*WHAT YOU ARE ASKED TO DO:*
In the data below, find every line that has the string "good", and copy it.

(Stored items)
Issue #9082, opened 2015-08-16
German localized TFD disc support


LipkeGu:
List of German CabFileIDs for all Mods

```
Cabinet: data1.hdr

File group: Tiberian Sun
MAPS01.MIX - 452
MAPS02.MIX - 453
MOVIES01.MIX - 455
MOVIES02.MIX - 456
SCORES.MIX - 464
TIBSUN.MIX - 473
e01scd01.mix - 483
e01scd02.mix - 484
expand01.mix - 485
gmenu.mix - 504
multi.mix - 506
patch.mix - 507
scores01.mix - 508
wdt.mix - 509
wdtvox.mix - 510

File group: Red Alert
EXPAND.MIX - 232
EXPAND2.MIX - 233
HIRES1.MIX - 235
LORES1.MIX - 238
REDALERT.MIX - 251
main.mix - 257

 File group: CnC
AUD.MIX - 39
CCLOCAL.MIX - 42
CONQUER.MIX - 45
DESEICNH.MIX - 46
DESERT.MIX - 47
GENERAL.MIX - 48
LOCAL.MIX - 49
SC-000.MIX - 53
SC-001.MIX - 54
SCORES.MIX - 55
SOUNDS.MIX - 56
SPEECH.MIX - 57
TEMPERAT.MIX - 58
TEMPICNH.MIX - 59
TRANSIT.MIX - 62
UPDATE.MIX - 63
UPDATEC.MIX - 64
WINTER.MIX - 66
WINTICNH.MIX - 67
covert\AUD.MIX - 215
covert\CONQUER.MIX - 216
covert\DESERT.MIX - 217
covert\GENERAL.MIX - 218
covert\MOVIES.MIX - 221
covert\SCORES.MIX - 225
covert\SOUNDS.MIX - 226
covert\TEMPERAT.MIX - 227
covert\WINTER.MIX - 228

File group: Red Alert 2
language.mix - 610
maps01.mix - 613
maps02.mix - 614
movies01.mix - 615
movies02.mix - 616
multi.mix - 618
ra2.mix - 623
theme.mix - 628
wdt.mix - 629

File group: Yury
expandmd01.mix - 737
langmd.mix - 739
mapsmd03.mix - 742
movmd03.mix - 743
multimd.mix - 745
ra2md.mix - 749
thememd.mix - 751

```

LipkeGu:
[...]

PR #8170, opened 2015-05-14
TFD Installer for Tiberian dawn, Red Alert and Tiberian Sun

DSUK:
Installs Tiberian dawn from the The First Decade Disk. Closes https://github.com/OpenRA/OpenRA/issues/3863.

PR #9093, opened 2015-08-16
Improve TFD Installation logic

LipkeGu:
This Pr adds more flexibilty to the TFD Installer when installing content from TFD discs. by using index lookup. Closes https://github.com/OpenRA/OpenRA/issues/9082. 

also this Pr pays attention to:  https://github.com/OpenRA/OpenRA/pull/8170#issuecomment-129621166

### DIFF
--- a/OpenRA.Game/FileSystem/InstallShieldCABExtractor.cs
+++ b/OpenRA.Game/FileSystem/InstallShieldCABExtractor.cs
@@ -40,7 +40,7 @@ namespace OpenRA.FileSystem
 			public FileGroup(Stream reader, long offset)
 			{
 				var nameOffset = reader.ReadUInt32();
-				/*   unknown  */ reader.ReadBytes(18);
+				/*  unknown  */ reader.ReadBytes(18);
 				FirstFile = reader.ReadUInt32();
 				LastFile = reader.ReadUInt32();
 
@@ -127,12 +127,12 @@ namespace OpenRA.FileSystem
 			{
 				reader.Seek(commonHeader.CabDescriptorOffset + 12, SeekOrigin.Begin);
 				FileTableOffset = (long)reader.ReadUInt32();
-				/*    unknown  */ reader.ReadUInt32();
+				/*  unknown  */ reader.ReadUInt32();
 				FileTableSize = reader.ReadUInt32();
 
 				FileTableSize2 = reader.ReadUInt32();
 				DirectoryCount = reader.ReadUInt32();
-				/*   unknown  */ reader.ReadBytes(8);
+				/*  unknown  */ reader.ReadBytes(8);
 				FileCount = reader.ReadUInt32();
 
 				FileTableOffset2 = (long)reader.ReadUInt32();
@@ -141,37 +141,37 @@ namespace OpenRA.FileSystem
 
 		struct FileDescriptor
 		{
-			public readonly ushort	Flags;
-			public readonly uint	ExpandedSize;
-			public readonly uint	CompressedSize;
-			public readonly uint	DataOffset;
+			public readonly ushort Flags;
+			public readonly uint ExpandedSize;
+			public readonly uint CompressedSize;
+			public readonly uint DataOffset;
 
-			public readonly byte[]	MD5;
-			public readonly uint	NameOffset;
-			public readonly ushort	DirectoryIndex;
-			public readonly uint	LinkToPrevious;
+			public readonly byte[] MD5;
+			public readonly uint NameOffset;
+			public readonly ushort DirectoryIndex;
+			public readonly uint LinkToPrevious;
 
-			public readonly uint	LinkToNext;
-			public readonly byte	LinkFlags;
-			public readonly ushort	Volume;
-			public readonly string	Filename;
+			public readonly uint LinkToNext;
+			public readonly byte LinkFlags;
+			public readonly ushort Volume;
+			public readonly string Filename;
 
 			public FileDescriptor(Stream reader, long tableOffset)
 			{
 				Flags = reader.ReadUInt16();
 				ExpandedSize = reader.ReadUInt32();
-				/*    unknown   */ reader.ReadUInt32();
+				/*  unknown  */ reader.ReadUInt32();
 				CompressedSize = reader.ReadUInt32();
 
-				/*  unknown */ reader.ReadUInt32();
-				DataOffset   = reader.ReadUInt32();
-				/*  unknown */ reader.ReadUInt32();
-				MD5          = reader.ReadBytes(16);
+				/*  unknown  */	reader.ReadUInt32();
+				DataOffset = reader.ReadUInt32();
+				/*  unknown  */ reader.ReadUInt32();
+				MD5 = reader.ReadBytes(16);
 
-				/*   unknown  */ reader.ReadBytes(16);
-				NameOffset     = reader.ReadUInt32();
+				/*  unknown  */ reader.ReadBytes(16);
+				NameOffset = reader.ReadUInt32();
 				DirectoryIndex = reader.ReadUInt16();
-				/*   unknown  */ reader.ReadBytes(12);
+				/*  unknown  */ reader.ReadBytes(12);
 				LinkToPrevious = reader.ReadUInt32();
 				LinkToNext = reader.ReadUInt32();
 
@@ -305,7 +305,7 @@ namespace OpenRA.FileSystem
 						fileOffset = head.FirstFileOffset;
 					}
 					else
-						throw new Exception("Cannot Resolve Remaining Stream");
+						throw new IOException("Cannot Resolve Remaining Stream");
 				}
 				else
 				{
@@ -352,7 +352,7 @@ namespace OpenRA.FileSystem
 
 			commonHeader = new CommonHeader(hdrFile);
 			cabDescriptor = new CabDescriptor(hdrFile, commonHeader);
-			/*    unknown   */ hdrFile.ReadBytes(14);
+			/*  unknown  */ hdrFile.ReadBytes(14);
 
 			for (var i = 0U; i < MaxFileGroupCount; ++i)
 				fileGroupOffsets.Add(hdrFile.ReadUInt32());
@@ -383,9 +383,10 @@ namespace OpenRA.FileSystem
 				for (var index = fileGroup.FirstFile; index <= fileGroup.LastFile; ++index)
 				{
 					AddFileDescriptorToList(index);
+					var dirSeperator = Path.DirectorySeparatorChar;
 					var fileDescriptor = fileDescriptors[index];
-					var fullFilePath   = "{0}\\{1}\\{2}".F(fileGroup.Name, DirectoryName((uint)fileDescriptor.DirectoryIndex), fileDescriptor.Filename);
-					fileLookup.Add(fullFilePath, index);
+					var fullFilePath = "{0}{3}{1}{3}{2}".F(fileGroup.Name, DirectoryName((uint)fileDescriptor.DirectoryIndex), fileDescriptor.Filename, dirSeperator);
+					fileLookup.Add(fullFilePath.Replace("\\\\", "{0}".F(dirSeperator)).ToLowerInvariant(), index);
 				}
 			}
 		}
@@ -404,9 +405,25 @@ namespace OpenRA.FileSystem
 			return test;
 		}
 
+		public uint GetIndexByFilename(string directory, string filename)
+		{
+			var index = uint.MinValue;
+
+			foreach (var entry in fileLookup.Keys)
+			{
+				if (entry.StartsWith(directory) && entry.EndsWith(filename))
+				{
+					index = fileLookup[entry];
+					break;
+				}
+			}
+
+			return index;
+		}
+
 		public bool Exists(string filename)
 		{
-			return fileLookup.ContainsKey(filename);
+			return fileLookup.ContainsKey(filename.ToLowerInvariant());
 		}
 
 		public uint DirectoryCount()
@@ -461,7 +478,7 @@ namespace OpenRA.FileSystem
 		{
 			var fileDes = fileDescriptors[index];
 			if ((fileDes.Flags & FileInvalid) != 0)
-				throw new Exception("File Invalid");
+				throw new InvalidDataException("File Invalid");
 
 			if ((fileDes.LinkFlags & LinkPrev) != 0)
 				return GetContentById(fileDes.LinkToPrevious);
@@ -475,7 +492,7 @@ namespace OpenRA.FileSystem
 				reader.CopyTo(output);
 
 			if (output.Length != fileDes.ExpandedSize)
-				throw new Exception("Did not fully extract Expected = {0}, Got = {1}".F(fileDes.ExpandedSize, output.Length));
+				throw new IOException("Did not fully extract! (Expected = {0}, Got = {1})".F(fileDes.ExpandedSize, output.Length));
 
 			output.Position = 0;
 			return output;
@@ -485,7 +502,7 @@ namespace OpenRA.FileSystem
 		{
 			var fileDes = fileDescriptors[index];
 			if ((fileDes.Flags & FileInvalid) != 0)
-				throw new Exception("File Invalid");
+				throw new InvalidDataException("File Invalid");
 
 			if ((fileDes.LinkFlags & LinkPrev) != 0)
 			{
@@ -500,7 +517,7 @@ namespace OpenRA.FileSystem
 				reader.CopyTo(output);
 
 			if (output.Length != fileDes.ExpandedSize)
-				throw new Exception("Did not fully extract Expected = {0}, Got = {1}".F(fileDes.ExpandedSize, output.Length));
+				throw new IOException("Did not fully extract! (Expected = {0}, Got = {1})".F(fileDes.ExpandedSize, output.Length));
 		}
 
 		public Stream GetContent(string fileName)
PR #9097, opened 2015-08-17
Fix TerrainTypes for walls and crates

LipkeGu:
This Pr fixes a bug where walls can not be placed on some terrainTypes 

good example are the new TS maps. where we cant place walls on terrain types like `Sand, Green, Road, Pavement, Rough` and so on.


abcdefg30:
:+1:

Mailaender:
Thanks.

PR #9099, opened 2015-08-17
Fix WithCargo desync.

### LINKED ISSUE #9094: Desync when Cargo.InitialUnits is used
Game Crash when i build modded Plane
 on this version: "Civillian Outrage BETA 48a"   http://resource.openra.net/maps/4168
out of sync 

<bountysource-plugin>
---
Want to back this issue? **[Post a bounty on it!](https://www.bountysource.com/issues/25838582-desync-when-cargo-initialunits-is-used?utm_campaign=plugin&utm_content=tracker%2F36085&utm_medium=issues&utm_source=github)** We accept bounties via [Bountysource](https://www.bountysource.com/?utm_campaign=plugin&utm_content=tracker%2F36085&utm_medium=issues&utm_source=github).
</bountysource-plugin>

pchote:
Adjusting world state from render code is a bad idea.
Closes #9094.

### DIFF
--- a/OpenRA.Mods.Cnc/Traits/Render/WithCargo.cs
+++ b/OpenRA.Mods.Cnc/Traits/Render/WithCargo.cs
@@ -29,7 +29,7 @@ namespace OpenRA.Mods.Cnc.Traits
 		public object Create(ActorInitializer init) { return new WithCargo(init.Self, this); }
 	}
 
-	public class WithCargo : IRenderModifier
+	public class WithCargo : IRenderModifier, ITick
 	{
 		readonly Cargo cargo;
 		readonly IFacing facing;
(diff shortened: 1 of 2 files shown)


Mailaender:
This probably solves the problem I had when I adding manual Carryalls to Dune 2000. :+1:

OpenRA.Mods.Cnc/Traits/Render/WithCargo.cs
```diff
@@ -45,6 +45,16 @@ public WithCargo(Actor self, WithCargoInfo info)
 			body = self.Trait<IBodyOrientation>();
 		}
 
+		public void Tick(Actor self)
+		{
+			foreach (var c in cargo.Passengers)
+			{
+				var cargoFacing = c.TraitOrDefault<IFacing>();
+				if (facing != null && cargoFacing != null)
```
RoosterDragon: Can we lift the null check on facing out of the loop?

Mailaender: How? The trait lookup is done on the passengers who are looped upon.

pchote: `facing` is a trait on the transport.

Mailaender: Right. You can actually just skip the whole loop then. Mind to do that simple change so we can release?

Mailaender:
This is taking too long already. Superseded by https://github.com/OpenRA/OpenRA/pull/9172.

PR #9100, opened 2015-08-17
stop "Unit Ready" sound spaming when Instant Buildtime is enabled

LipkeGu:
By adding the missing condition... Normal mode works as expected...


abcdefg30:
Now I don't get any `unit ready` notifications when building with the dev cheats.

LipkeGu:
thats because every unit is done under 1 second :)

Unit158:
I'm really not convinced this is the correct way to fix this issue. I have an idea that might work a little bit better.

LipkeGu:
lets hear

PR #9102, opened 2015-08-18
Makes trees destructable.

deniz1a:
They have nice damaged state images and death animations which were not used. They can be targeted using force fire.

### DIFF
--- a/mods/cnc/rules/defaults.yaml
+++ b/mods/cnc/rules/defaults.yaml
@@ -576,6 +576,11 @@
 		HP: 500
 	Armor:
 		Type: Wood
+	WithDeathAnimation:
+		DeathSequence: dead
+		UseDeathTypeSuffix: false
+	TargetableBuilding:
+		TargetTypes: Ground
 	AutoTargetIgnore:
 	BodyOrientation:
 	FrozenUnderFog:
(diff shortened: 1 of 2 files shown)


pchote:
This is a bad idea.  We briefly had targetable trees in an older release, but had to disable them again after they introduced several regressions.  Map authors also use trees as part of the static map design, either hiding flaws in the underlying tiles or to create choke points.   Allowing players to destroy and remove them will break that use case.

deniz1a:
But they have nice animations that are not used... Shouldn't maps use other elements to block units, like cliffs?

deniz1a:
Map authors could be asked to update their maps...

reaperrr:
Updating dozens of maps with potential negative gameplay impact just for some nice animations doesn't sound worth the hassle, in my opinion.

deniz1a:
Ok, so what if updating maps was a prerequisite for this? This could be in next+1 milestone and in the meantime we could gather all the maps that need to be updated and ask the authors to change their maps until next+1?

Because this feature should eventually be included, right? After maps are made compatible with it. For example recently, the gem mines were changed and maps needed to be updated. Couldn't this be done like that?

abcdefg30:
To be fair, I think this is a good idea for custom maps and thus created [this wiki page](https://github.com/OpenRA/OpenRA/wiki/How-to-add-destructible-trees-to-your-map).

*EXPECTED ANSWER:*
good example are the new TS maps. where we cant place walls on terrain types like `Sand, Green, Road, Pavement, Rough` and so on.
To be fair, I think this is a good idea for custom maps and thus created [this wiki page](https://github.com/OpenRA/OpenRA/wiki/How-to-add-destructible-trees-to-your-map).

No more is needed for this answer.